Task directions :: Look through the entries below and show every line containing the word "could".

Start of The records

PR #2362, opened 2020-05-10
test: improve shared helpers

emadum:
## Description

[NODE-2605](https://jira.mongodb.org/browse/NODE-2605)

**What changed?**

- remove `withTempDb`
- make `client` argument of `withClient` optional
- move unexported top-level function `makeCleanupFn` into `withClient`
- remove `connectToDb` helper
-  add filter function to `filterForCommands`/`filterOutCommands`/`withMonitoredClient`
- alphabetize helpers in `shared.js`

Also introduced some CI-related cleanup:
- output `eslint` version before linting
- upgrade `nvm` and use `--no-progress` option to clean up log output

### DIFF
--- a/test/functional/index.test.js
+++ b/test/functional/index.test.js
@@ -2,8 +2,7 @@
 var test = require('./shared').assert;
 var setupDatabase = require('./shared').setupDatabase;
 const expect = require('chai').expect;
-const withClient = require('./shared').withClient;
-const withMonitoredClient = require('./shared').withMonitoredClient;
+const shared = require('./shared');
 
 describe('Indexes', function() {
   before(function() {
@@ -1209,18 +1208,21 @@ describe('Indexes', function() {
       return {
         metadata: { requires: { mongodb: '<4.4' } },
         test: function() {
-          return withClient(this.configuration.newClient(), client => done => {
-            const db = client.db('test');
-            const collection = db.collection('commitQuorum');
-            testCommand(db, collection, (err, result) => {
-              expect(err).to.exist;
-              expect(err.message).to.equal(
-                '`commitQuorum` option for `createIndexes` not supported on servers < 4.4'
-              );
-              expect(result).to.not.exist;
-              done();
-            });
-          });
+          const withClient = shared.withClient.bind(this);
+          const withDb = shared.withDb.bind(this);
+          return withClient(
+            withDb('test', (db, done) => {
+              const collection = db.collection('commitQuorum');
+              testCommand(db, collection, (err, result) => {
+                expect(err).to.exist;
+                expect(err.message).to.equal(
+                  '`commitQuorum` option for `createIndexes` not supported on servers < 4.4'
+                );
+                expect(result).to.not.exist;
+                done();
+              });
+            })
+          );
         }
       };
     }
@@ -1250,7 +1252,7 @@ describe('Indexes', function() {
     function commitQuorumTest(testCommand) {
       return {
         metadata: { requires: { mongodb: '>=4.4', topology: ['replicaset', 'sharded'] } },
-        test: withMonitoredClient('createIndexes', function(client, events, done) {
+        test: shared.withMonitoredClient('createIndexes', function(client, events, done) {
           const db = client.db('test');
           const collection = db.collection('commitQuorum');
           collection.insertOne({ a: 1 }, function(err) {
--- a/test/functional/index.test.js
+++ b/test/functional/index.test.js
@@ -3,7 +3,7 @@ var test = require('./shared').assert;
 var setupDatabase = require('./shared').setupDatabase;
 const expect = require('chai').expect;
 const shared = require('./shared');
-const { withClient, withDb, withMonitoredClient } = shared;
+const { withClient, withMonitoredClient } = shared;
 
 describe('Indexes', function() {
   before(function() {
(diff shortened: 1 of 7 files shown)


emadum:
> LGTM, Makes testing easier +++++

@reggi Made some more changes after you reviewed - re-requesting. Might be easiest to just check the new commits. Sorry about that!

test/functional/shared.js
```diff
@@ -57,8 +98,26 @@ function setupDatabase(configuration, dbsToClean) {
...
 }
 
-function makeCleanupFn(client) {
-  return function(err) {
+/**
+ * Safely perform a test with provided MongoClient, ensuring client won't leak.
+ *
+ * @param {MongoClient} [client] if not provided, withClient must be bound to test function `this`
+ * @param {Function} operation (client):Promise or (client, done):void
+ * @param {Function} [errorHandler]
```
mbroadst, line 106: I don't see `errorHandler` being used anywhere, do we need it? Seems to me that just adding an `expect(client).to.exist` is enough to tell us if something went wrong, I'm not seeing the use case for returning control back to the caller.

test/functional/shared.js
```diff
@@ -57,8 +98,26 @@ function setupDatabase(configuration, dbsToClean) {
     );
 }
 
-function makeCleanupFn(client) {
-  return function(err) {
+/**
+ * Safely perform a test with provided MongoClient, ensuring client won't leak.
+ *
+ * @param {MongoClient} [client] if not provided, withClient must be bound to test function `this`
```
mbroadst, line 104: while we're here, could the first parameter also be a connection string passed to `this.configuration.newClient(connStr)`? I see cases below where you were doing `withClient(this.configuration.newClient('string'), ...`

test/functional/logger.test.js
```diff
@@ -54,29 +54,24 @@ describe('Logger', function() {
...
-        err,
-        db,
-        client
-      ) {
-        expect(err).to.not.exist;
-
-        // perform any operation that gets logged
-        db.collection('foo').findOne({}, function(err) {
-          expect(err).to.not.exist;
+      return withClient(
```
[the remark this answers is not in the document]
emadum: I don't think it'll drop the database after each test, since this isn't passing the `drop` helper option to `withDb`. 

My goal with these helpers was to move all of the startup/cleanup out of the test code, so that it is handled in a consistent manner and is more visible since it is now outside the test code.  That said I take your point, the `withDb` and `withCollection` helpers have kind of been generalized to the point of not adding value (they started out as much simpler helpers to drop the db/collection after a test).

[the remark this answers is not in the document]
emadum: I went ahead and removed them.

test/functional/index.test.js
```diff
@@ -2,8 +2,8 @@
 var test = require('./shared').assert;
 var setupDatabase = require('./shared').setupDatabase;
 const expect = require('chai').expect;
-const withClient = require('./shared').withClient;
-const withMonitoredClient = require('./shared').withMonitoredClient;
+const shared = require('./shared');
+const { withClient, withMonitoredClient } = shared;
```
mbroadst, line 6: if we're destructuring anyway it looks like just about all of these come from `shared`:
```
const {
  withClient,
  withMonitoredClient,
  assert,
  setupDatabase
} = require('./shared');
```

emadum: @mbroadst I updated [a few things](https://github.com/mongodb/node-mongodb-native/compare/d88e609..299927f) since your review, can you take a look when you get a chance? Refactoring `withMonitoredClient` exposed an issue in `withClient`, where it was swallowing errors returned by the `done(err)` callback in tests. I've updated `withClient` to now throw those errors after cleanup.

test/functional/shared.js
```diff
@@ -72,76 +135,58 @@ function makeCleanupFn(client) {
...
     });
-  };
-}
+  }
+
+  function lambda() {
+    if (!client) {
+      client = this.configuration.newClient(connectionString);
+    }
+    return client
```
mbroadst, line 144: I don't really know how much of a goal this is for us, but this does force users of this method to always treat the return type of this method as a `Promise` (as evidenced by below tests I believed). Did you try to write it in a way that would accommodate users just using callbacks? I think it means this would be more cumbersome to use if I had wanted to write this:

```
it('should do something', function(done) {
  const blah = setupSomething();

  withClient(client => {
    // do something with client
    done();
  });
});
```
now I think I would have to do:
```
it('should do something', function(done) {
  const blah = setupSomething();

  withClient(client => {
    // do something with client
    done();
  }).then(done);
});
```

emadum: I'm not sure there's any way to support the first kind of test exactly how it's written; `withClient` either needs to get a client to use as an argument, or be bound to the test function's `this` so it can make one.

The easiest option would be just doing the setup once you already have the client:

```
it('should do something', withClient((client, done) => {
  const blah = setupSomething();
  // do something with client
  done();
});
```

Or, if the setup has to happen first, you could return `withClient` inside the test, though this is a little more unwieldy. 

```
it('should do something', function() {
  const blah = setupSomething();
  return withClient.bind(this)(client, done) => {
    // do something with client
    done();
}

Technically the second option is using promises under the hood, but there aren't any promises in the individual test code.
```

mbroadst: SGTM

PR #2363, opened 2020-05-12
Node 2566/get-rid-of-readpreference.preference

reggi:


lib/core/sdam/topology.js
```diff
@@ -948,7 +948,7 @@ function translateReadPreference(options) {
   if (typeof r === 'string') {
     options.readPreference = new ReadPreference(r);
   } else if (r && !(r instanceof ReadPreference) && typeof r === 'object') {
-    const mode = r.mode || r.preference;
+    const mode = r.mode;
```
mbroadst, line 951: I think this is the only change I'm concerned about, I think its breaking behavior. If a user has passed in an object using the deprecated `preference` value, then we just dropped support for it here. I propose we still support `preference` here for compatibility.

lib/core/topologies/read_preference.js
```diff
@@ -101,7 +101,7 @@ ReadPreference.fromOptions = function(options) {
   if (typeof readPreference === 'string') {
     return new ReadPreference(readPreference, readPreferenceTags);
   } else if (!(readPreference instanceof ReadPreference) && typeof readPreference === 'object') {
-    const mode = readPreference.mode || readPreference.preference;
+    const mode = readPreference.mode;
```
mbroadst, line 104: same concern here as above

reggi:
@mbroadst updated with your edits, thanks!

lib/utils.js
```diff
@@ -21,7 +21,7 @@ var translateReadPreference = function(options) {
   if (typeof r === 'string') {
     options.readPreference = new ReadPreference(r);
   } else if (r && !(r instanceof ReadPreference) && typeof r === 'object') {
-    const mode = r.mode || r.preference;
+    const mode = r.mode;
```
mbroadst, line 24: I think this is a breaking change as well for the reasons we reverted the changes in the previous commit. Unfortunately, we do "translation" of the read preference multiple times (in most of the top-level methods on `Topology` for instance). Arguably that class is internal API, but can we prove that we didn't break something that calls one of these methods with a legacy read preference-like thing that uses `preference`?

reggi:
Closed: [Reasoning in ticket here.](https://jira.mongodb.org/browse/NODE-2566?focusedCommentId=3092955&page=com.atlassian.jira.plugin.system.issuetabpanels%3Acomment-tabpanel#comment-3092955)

End of The records

The completed task ::
mbroadst, line 104: while we're here, could the first parameter also be a connection string passed to `this.configuration.newClient(connStr)`? I see cases below where you were doing `withClient(this.configuration.newClient('string'), ...`
Or, if the setup has to happen first, you could return `withClient` inside the test, though this is a little more unwieldy. 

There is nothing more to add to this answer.